On Tue, Feb 3, 2015 at 7:35 PM, Gregory Malecha <gmalecha AT cs.harvard.edu> wrote:

You'll need to do something a little bit more powerful than this since Coq's structural recursion checker supports deep pattern matching. So at the very least you would need to do recursion on the transitive closure of the accessible relation.

Sure, bonus points for supporting deep structural recursion too.  But I want an automatic way of doing it for naive structural recursion, first.  (And perhaps there's a generic proof that well_founded R -> well_founded (transitive closure of R)?)

 

Out of curiosity, why do you want to do this?

It might be a useful thing to have as part of the Fiat pipeline, of compiling math -> (computational) Gallina -> Facade -> Cito -> Bedrock IL.  In particular, it would mean that I don't need to do this manually for a few fixpoints I'm interested in compiling.

 

On Tue, Feb 3, 2015 at 4:29 PM, Jason Gross <jasongross9 AT gmail.com> wrote:

Is there a plugin (or ltac, or partial work) on turning functions defined with [fix] into functions defined with [Fix], automatically, together with a(n automatic) proof of pointwise equality between the original function and the new function?

For example, I am looking for something that, given [fold_right], produces:

Require Import Coq.Lists.List Coq.Init.Wf.

Inductive listR {A : Type} : list A -> list A -> Prop :=

| cons1 : forall (x : A) (xs : list A), @listR A xs (x :: xs).

Definition listR_wf {A : Type} : well_founded (@listR A).

Proof.

  intro x.

  induction x; constructor; intros y H; inversion_clear H; eauto with nocore.

Qed. 

Definition fold_right' A B (f : B -> A -> A) (a0 : A) : list B -> A :=

  let fold_right'' (x : list B) (rec : forall y : list B, listR y x -> A)
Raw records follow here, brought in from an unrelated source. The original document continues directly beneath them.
PR #103, opened 2023-12-13
Fix podmonitor

hervenicol:
Towards https://github.com/giantswarm/giantswarm/issues/29262

With this patch Prometheus-agent scrapes data from the pod.

### DIFF
--- a/helm/logging-operator/templates/deployment.yaml
+++ b/helm/logging-operator/templates/deployment.yaml
@@ -45,6 +45,10 @@ spec:
           {{- with .Values.securityContext.container }}
             {{- . | toYaml | nindent 10 }}
           {{- end }}
+        ports:
+        - containerPort: 8080
+          name: http
+          protocol: TCP
         resources:
           requests:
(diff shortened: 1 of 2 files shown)


helm/logging-operator/templates/deployment.yaml
```diff
@@ -45,6 +45,10 @@ spec:
           {{- with .Values.securityContext.container }}
             {{- . | toYaml | nindent 10 }}
           {{- end }}
```
QuentinBisson, line 47: Do we need that for object-storage operator as well ?

QuentinBisson (approved):

helm/logging-operator/templates/deployment.yaml
hervenicol: I couldn't say for sure, that's not part of this PR. But that looks like a good idea yes.

QuentinBisson: Considering I copied this pod monitor I think so 😅

PR #155, opened 2024-06-12
Fix reconciliation errors

marieroque:
towards https://github.com/giantswarm/giantswarm/issues/31039

That PR fixes the reconciliation errors when we add or remove the finalizer on the Cluster CR if it has been updated in the meantime.


pkg/logging-reconciler/logging_reconciler.go
```diff
@@ -42,9 +44,14 @@ func (l *LoggingReconciler) reconcileCreate(ctx context.Context, lc loggedcluste
 		logger.Info("adding finalizer", "finalizer", key.Finalizer)
 		controllerutil.AddFinalizer(lc, key.Finalizer)
 		err := l.Client.Update(ctx, lc.GetObject())
-		if err != nil {
-			logger.Error(err, "failed to add finalizer to logger cluster", "finalizer", key.Finalizer)
-			return ctrl.Result{}, errors.WithStack(err)
+		// We check if the error is a conflict error, which means that the object has been updated since we last fetched it.
+		if apimachineryerrors.IsConflict(err) {
+			return ctrl.Result{RequeueAfter: time.Duration(5 * time.Minute)}, nil
```
QuentinBisson, line 49: We probably want to requeue faster though

marieroque: How many time do you suggest ? 1m ?

QuentinBisson (approved):

marieroque:
We try an other solution with adding a rate limiting on the CAPIController to limit the number of errors.
Those errors are due to a big number of changes on the ClusterCR (all operators adding their finalizer).
All thoses changes are executing at the same time (exact second)...

internal/controller/capicluster_controller.go
```diff
@@ -97,3 +104,14 @@ func (r *CapiClusterReconciler) SetupWithManager(mgr ctrl.Manager) error {
 		).
 		Complete(r)
 }
+
+// ControllerRateLimiter returns a rate limiter to control the rate of reconciliation.
+// Taken from https://github.com/kubernetes/client-go/blob/20732a1bc198ab57de644af498fa75e73fa44c08/util/workqueue/default_rate_limiters.go#L39-L45
```
QuentinBisson, line 109: Can you explain why you add this rate limiter?

pkg/logging-reconciler/logging_reconciler.go
```diff
@@ -40,12 +40,16 @@ func (l *LoggingReconciler) reconcileCreate(ctx context.Context, lc loggedcluste
 
 	if !controllerutil.ContainsFinalizer(lc, key.Finalizer) {
 		logger.Info("adding finalizer", "finalizer", key.Finalizer)
+
 		controllerutil.AddFinalizer(lc, key.Finalizer)
-		err := l.Client.Patch(ctx, lc.GetObject())
+		// We choose to make a Patch instead of an Update to avoid error when the object is updated by another operator.
```
QuentinBisson, line 45: Maybe we want to do that in the o11yop as well?

internal/controller/capicluster_controller.go
TheoBrigitte: We though the rate limiter would help reduce the amount of incoming request and therefore reduce the amount of errors, but it doesn't as it only act on internal retries. So we abandoned this idea.

pkg/logging-reconciler/logging_reconciler.go
TheoBrigitte: Yes this seems to solve the issue, so we should port this to observability operator. I would suggest first we release this and wait to see if it works as expected.

TheoBrigitte (approved):
Works for me.

Just a reminder to add some comments.

pkg/logging-reconciler/logging_reconciler.go
marieroque: Yes... same errors on that operator

marieroque:
✅ Tested on `grizzly`
✅ Tested on `gaia`

PR #1153, opened 2026-04-24
feat: show publication validation/auth errors in UI

### LINKED ISSUE #1151: display error messages in publication flow
currently, the API shows errors why publication is blocked, but only in API response. They should be displayed in snackbar

rudimatz:
fixes https://github.com/ietf-tools/purple/issues/1151

Will show errors/details why publication is blocked in UI/snackbar

I also changed the _gestalt_ of the JSON validation response (to streamline with Auth response):

```
Before: ["document has open assignments other than publisher"]

After: {"detail": "document has open assignments other than publisher"}
```

### DIFF
--- a/rpc/lifecycle/publication.py
+++ b/rpc/lifecycle/publication.py
@@ -60,7 +60,10 @@ def validate_ready_to_publish(rfctobe: RfcToBe):
     """
     if rfctobe.disposition_id != "in_progress":
         raise serializers.ValidationError(
-            {"disposition": f"disposition is '{rfctobe.disposition}', not 'In Progress'"},
+            {
+                "disposition": f"disposition is '{rfctobe.disposition}', "
+                "not 'In Progress'"
+            },
             code="rfctobe-bad-disposition",
         )
     if rfctobe.assignment_set.active().exclude(role_id="publisher").exists():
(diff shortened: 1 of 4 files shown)


rudimatz:
FYI @kesara

rpc/lifecycle/publication.py
```diff
@@ -60,36 +60,36 @@ def validate_ready_to_publish(rfctobe: RfcToBe):
     """
     if rfctobe.disposition_id != "in_progress":
         raise serializers.ValidationError(
-            f"disposition is '{rfctobe.disposition}, not 'In Progress'",
+            {"detail": f"disposition is '{rfctobe.disposition}, not 'In Progress'"},
```
jennifer-richards: This is a bit abusive of the `serializers.ValidationError` - see https://www.django-rest-framework.org/api-guide/exceptions/#validationerror. The keys of a dict parameter are meant to indicate which field has an error.

It'd probably be better to use a different `ApiException` class - I think that'll give you the `detail` key that you want.

jennifer-richards (changes requested):
See inline

jennifer-richards (approved):

PR #1173, opened 2026-04-28
fix: cluster handling for not-received

### LINKED ISSUE #1163: Cluster management: new document is not added to existing cluster
But unlike https://github.com/ietf-tools/purple/issues/997, the issue may be that the newly added document does not have any normref dependencies itself. 

To unblock Cluster 569 (https://purple.demo.rfc-editor.org/clusters/569/, which consists of draft-ietf-radext-reverse-coa and its missing reference draft-ietf-radext-radiusdtls-bis), I added draft-ietf-radext-radiusdtls-bis to the queue successfully, but it was not placed in C569. 

The info page for draft-ietf-radext-reverse-coa shows that its normative dependency draft-ietf-radext-radiusdtls-bis is in the queue, but C569's cluster page still shows that draft-ietf-radext-radiusdtls-bis has not been received.

### LINKED ISSUE #1164: Cluster management: New Cluster number not assigned
I added draft-ietf-httpapi-digest-fields-problem-types, which has a normative dependency on draft-ietf-httpbis-unencoded-digest, to the queue. On the Info tab for draft-ietf-httpapi-digest-fields-problem-types, draft-ietf-httpbis-unencoded-digest is listed as a normative dependency, but no cluster number is shown and no information about the document can be found on the Manage Clusters page. The addition of draft-ietf-httpapi-digest-fields-problem-types should have created Cluster 572.

rudimatz:
fixes https://github.com/ietf-tools/purple/issues/1164 and fixes https://github.com/ietf-tools/purple/issues/1163

expected behavior:
when a new draft A enters the queue with a normative reference to draft B that is `not-received`, we should create a new cluster that contains (only) A.

When B eventually gets submitted, it will join A in same cluster.

### DIFF
--- a/rpc/tests.py
+++ b/rpc/tests.py
@@ -5,7 +5,6 @@ from datetime import date, timedelta
 from unittest.mock import MagicMock, patch
 
 import rpcapi_client
-
 from django.contrib.auth import get_user_model
 from django.core.cache import cache
 from django.test import TestCase
--- a/rpc/tests.py
+++ b/rpc/tests.py
@@ -1,23 +1,48 @@
 # Copyright The IETF Trust 2023, All Rights Reserved
 
 import json
-from unittest.mock import patch
+from datetime import date, timedelta
+from unittest.mock import MagicMock, patch
 
 from django.contrib.auth import get_user_model
+from django.core.cache import cache
 from django.test import TestCase
 from django.urls import reverse
 from rest_framework.exceptions import NotFound
 
-from rpc.models import DocRelationshipName
+from datatracker.factories import DocumentFactory
+from datatracker.models import Document
+from rpc.models import DocRelationshipName, RpcRelatedDocument
 
-from .api import resolve_rfctobe
+from .api import apply_submission_cluster_membership, resolve_rfctobe
 from .factories import (
     ClusterFactory,
     DispositionNameFactory,
     RfcToBeFactory,
+    SourceFormatNameFactory,
+    StdLevelNameFactory,
+    StreamNameFactory,
+    TlpBoilerplateChoiceNameFactory,
     UnusableRfcNumberFactory,
 )
 from .utils import next_rfc_number
+
+# Minimal data that rpcapi_client.FullDraft.from_json() accepts
+_FULL_DRAFT_BASE = {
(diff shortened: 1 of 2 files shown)


rpc/tests.py
```diff
@@ -149,6 +174,219 @@ def test_create_related_document_adds_target_to_existing_source_cluster(
...
+
+    def test_later_received_doc_joins_waiting_cluster(self):
+        """Draft B, imported after A, joins A's existing cluster."""
+        doc_a = RfcToBeFactory().draft
+        cluster_a = apply_submission_cluster_membership(
+            current_doc=doc_a,
+            reference_docs=[],
+            received_reference_ids=set(),
+            has_not_received_refs=True,
+        )
```
jennifer-richards, line 195: Just a nit-level thought about writing tests, not a call to change anything right now: it might be preferable to explicitly create a single doc cluster with `doc_a` in it rather than using `apply_submission_cluster_membership()` to do that work. This would eliminate the possibility that some untested side effect of the method is involved in making the test work. That leaves room for a bug if the cluster is created through some other mechanism.

It might be a place where a `ClusterFactory` would be useful in some future refactoring.

rpc/tests.py
```diff
@@ -149,6 +174,219 @@ def test_create_related_document_adds_target_to_existing_source_cluster(
...
+        """Return a mock rpcapi configured for the given drafts and references.
+
+        drafts_by_id: {doc_id: draft_name}
+        refs_by_id:   {doc_id: {ref_id: ref_name}} — defaults to no refs
+        """
+        refs_by_id = refs_by_id or {}
+        mock = MagicMock()
+
+        def _draft(doc_id, name):
+            d = MagicMock()
```
jennifer-richards: You might consider setting the `spec` on the Mock - if you passed in, say, `list(_FULL_DRAFT_BASE.keys()) + ['json']`, then attempts to access any properties not in that list would result in exceptions. (I think you could also pass it the class of the API type it's mocking and get a more accurate spec from that)

jennifer-richards (approved):
A couple of thoughts inline, but they're just thoughts/discussion about how we could write more effective tests.

PR #1176, opened 2026-04-28
feat: add logic for manual hold with comment

rudimatz:
image

BE:
- add new block reason `MANUAL HOLD` 
- this reason has some special logic attached compared to other block reasons:
-- it is added by API call and can only be removed by API call (not signals)
- add comment for block reason model

UI:
- add button to set and clear a manual hold
- setting it will open a modal to set an optional comment for the manual hold
- improve ordering of assignments (incl block assignments) to reflect the chronological order
- show block reasons and comments


rpc/lifecycle/blocked_assignments.py
```diff
@@ -288,10 +289,11 @@ def _close_blocked_assignments(rfc: RfcToBe) -> bool:
...
 
-    # Resolve all active blocking reasons
-    RfcToBeBlockingReason.objects.filter(rfc_to_be=rfc, resolved__isnull=True).update(
-        resolved=timezone.now()
-    )
+    # Resolve all active blocking reasons except manual_hold, which only the
+    # explicit API action may clear.
+    RfcToBeBlockingReason.objects.filter(rfc_to_be=rfc, resolved__isnull=True).exclude(
+        reason__slug=BlockingReason.MANUAL_HOLD
+    ).update(resolved=timezone.now())
```
jennifer-richards: Do we need to make an explicit `save()` call to preserve history?

rpc/lifecycle/blocked_assignments.py
```diff
@@ -336,3 +338,66 @@ def apply_blocked_assignment_for_rfc(rfc: RfcToBe) -> bool:
...
+    """Store a manual hold reason and create a blocked assignment if needed.
+
+    If the RFC is not yet blocked: closes active assignments to CLOSED_FOR_HOLD
+    and creates a new blocked assignment. If already blocked (e.g. an automatic
+    block is active), only the reason record is added — no assignment changes.
+    """
+    try:
+        with transaction.atomic():
+            locked = RfcToBe.objects.select_for_update().get(pk=rfc.pk)
+            reason = BlockingReason.objects.get(slug=BlockingReason.MANUAL_HOLD)
```
jennifer-richards: It may eliminate a query if you cut out the `BlockingReason.objects.get()` and instead create the record with `...create(rfc_to_be=locked, reason_id=BlockingReason.MANUAL_HOLD, comment=comment)`. Sometimes the ORM is clever enough to figure this out, but not always. This is used a lot in datatracker. Not essential here, though.

rpc/lifecycle/blocked_assignments.py
```diff
@@ -336,3 +338,66 @@ def apply_blocked_assignment_for_rfc(rfc: RfcToBe) -> bool:
...
+            RfcToBeBlockingReason.objects.create(
+                rfc_to_be=locked, reason=reason, comment=comment
+            )
+            if _has_active_blocked_assignment(locked):
+                logger.info(
+                    "RFC %s already blocked; skip assignment creation for manual hold",
+                    locked.pk,
+                )
+                return
+            _create_blocked_assignments(locked, reasons={BlockingReason.MANUAL_HOLD})
```
jennifer-richards: I'm a little puzzled. When `_has_active_blocked_assignment(locked)` is `False`, I think you create the `RfcToBeBlockingReason` and then immediately call `_create_blocked_assignments()` which tries to create it again (but you've modified it to use `get_or_create()`). Is there a reason this object needs to possibly be created in two different places? It feels a bit like spaghetti code beginning to form and I wonder if there's a (reasonable) refactor that could avoid that.

jennifer-richards (changes requested):
Calling this "Request changes," but it's really "Request discussion" right now. See inline, particularly the question about creating `RfcToBeBlockingReason` instances in multiple spots.

rpc/lifecycle/blocked_assignments.py
rudimatz: yes indeed. I didn't think about it here, but good point

rudimatz:
all 3 fixed

jennifer-richards (approved):

PR #1180, opened 2026-04-29
feat: let history be written for stream manager

### LINKED ISSUE #1155: History tab: Status change msg unclear, impacts publication date?
When I change an RFC's status from, say, STD to Historic, the document's History tab shows the following:

`	Changed published_at from "None" to "2022-06-06 20:08:47+00:00"; Changed std_level from "std" to "hist"`

Why does `published_at` show a change? The document (RFC 9110 in this case) was published on 2022-06-06. Changing the document's status should not impact publication date.  Is the timestamp (20:08:47+00:00) from the production rfced database?

rudimatz:
fix https://github.com/ietf-tools/purple/issues/1155

current implementation skips history and makes the change appear in history randomly with the next `save()`

### DIFF
--- a/rpc/tasks.py
+++ b/rpc/tasks.py
@@ -45,7 +45,8 @@ def set_stream_manager_task(rfc_to_be_id: int):
     if rfctobe.stream_manager_id is not None:
         return
     person = rfctobe.resolve_stream_manager_person()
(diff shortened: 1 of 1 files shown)


jennifer-richards (approved):

rudimatz:
related task https://github.com/ietf-tools/rfced-xfer/pull/262

PR #1183, opened 2026-04-30
fix: make consistent behavior resolve draft identifier

### LINKED ISSUE #1154: Info page: HTTP 500 returned for comments on RFC page, but not for its I-D page
When comparing the contents of the Info page for an RFC URL (e.g., [https://purple.staging.rfc-editor.org/docs/rfc 3261](https://purple.staging.rfc-editor.org/docs/rfc%203261) and its equivalent draftstring URL (https://purple.staging.rfc-editor.org/docs/draft-ietf-sip-rfc2543bis) (draft-ietf-sip-rfc2543bis became RFC 3261), the RFC URL has the following error for the comments section: "Problem loading comments: (HTTP 500) Response returned an error code". The draftstring URL does not.

Another example: https://purple.staging.rfc-editor.org/docs/draft-ietf-6man-rfc2460bis and [https://purple.staging.rfc-editor.org/docs/rfc 8200](https://purple.staging.rfc-editor.org/docs/rfc%208200)

### LINKED ISSUE #1161: nit: Ability to search for "rfc nnnn" in addition to "rfcnnnn"
When "rfc 2119" is typed in the search field, no matches are found. When "rfc2119" is typed, the info pages for both RFC 2119 and RFC 8174 are found (which is correct because RFC 8174 was draft-leiba-rfc2119-update).

rudimatz:
fixes https://github.com/ietf-tools/purple/issues/1154 and fixes https://github.com/ietf-tools/purple/issues/1161

make behavior consistent to find RfcToBe by identifier
now, both "rfc 1234" and "rfc1234" work, both in URL and via search
use existing resolver to avoid DRY

If error, show API response in error message in UI

### DIFF
--- a/client/app/pages/docs/[id]/index.vue
+++ b/client/app/pages/docs/[id]/index.vue
@@ -6,7 +6,7 @@
 
     <div class="mx-auto max-w-7xl px-4 py-8 sm:px-6 lg:px-8">
       <ErrorAlert v-if="rawRfcToBeError" title="API Error">
-        API error while requesting draft: {{ rawRfcToBeError }}
+        {{ rfcToBeErrorMessage }}
       </ErrorAlert>
       <div v-else
         class="mx-auto grid max-w-2xl grid-cols-1 grid-rows-1 place-items-stretch gap-x-8 gap-y-8 lg:mx-0 lg:max-w-none lg:grid-cols-3">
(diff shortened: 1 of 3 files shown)


jennifer-richards (approved):
Looks ok, approved...

But a high level question: would it be better not to generate URLs with the space and avoid having to do this munging? It's not difficult, but it creates some maintenance burden to keep supporting it.

rudimatz:
@jennifer-richards yes I shared your concern. But I think here here it makes sense, in the special case of "RFCs without a draft", the string `RFC 123` is the string identifier internally, and the behavior overall is consistent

      := match x return (forall y : list B, listR y x -> A) -> A with

           | nil => fun _ => a0

           | b :: t => fun rec => f b (rec t (@cons1 _ _ _))

         end rec in

  Fix (@listR_wf B) (fun _ => A) fold_right''.

                         

Lemma fold_right'_correct A B f a0 ls : @fold_right' A B f a0 ls = @fold_right A B f a0 ls.

Proof.

  induction ls; unfold fold_right'; simpl; rewrite Fix_eq; trivial;

  try solve [ match goal with

            | [ IH : _ |- _ ] => rewrite <- IH; reflexivity

          end

        | intro x; destruct x; intros; trivial;

          match goal with

            | [ H : _ |- _ ] => rewrite H; reflexivity

          end ].

Qed.

The construction I'm imagining is as follows:

1. Construct an inductive definition of the well-founded structural less-than relation, with one constructor for each recursive argument appearing in any constructor of the inductive type of the structural argument of the fixpoint

2. Construct the type of the well-foundedness theorem, and inhabit that type (the tactic above might be enough to prove all such well-foundedness theorems)

3. Extract the body of the fixpoint, and convert it into a let-expanded form using [Fix] like the one above

4. Construct the type of the correctness theorem, and prove it (the tactic I gave above might, again, be enough, in general)

Does such a plugin/ltac exist?  (Bonus points for supporting [fix] with multiple arguments, mutual [fix]es, nested [fix]es.)

Thanks,

Jason

--

gregory malecha

http://www.people.fas.harvard.edu/~gmalecha/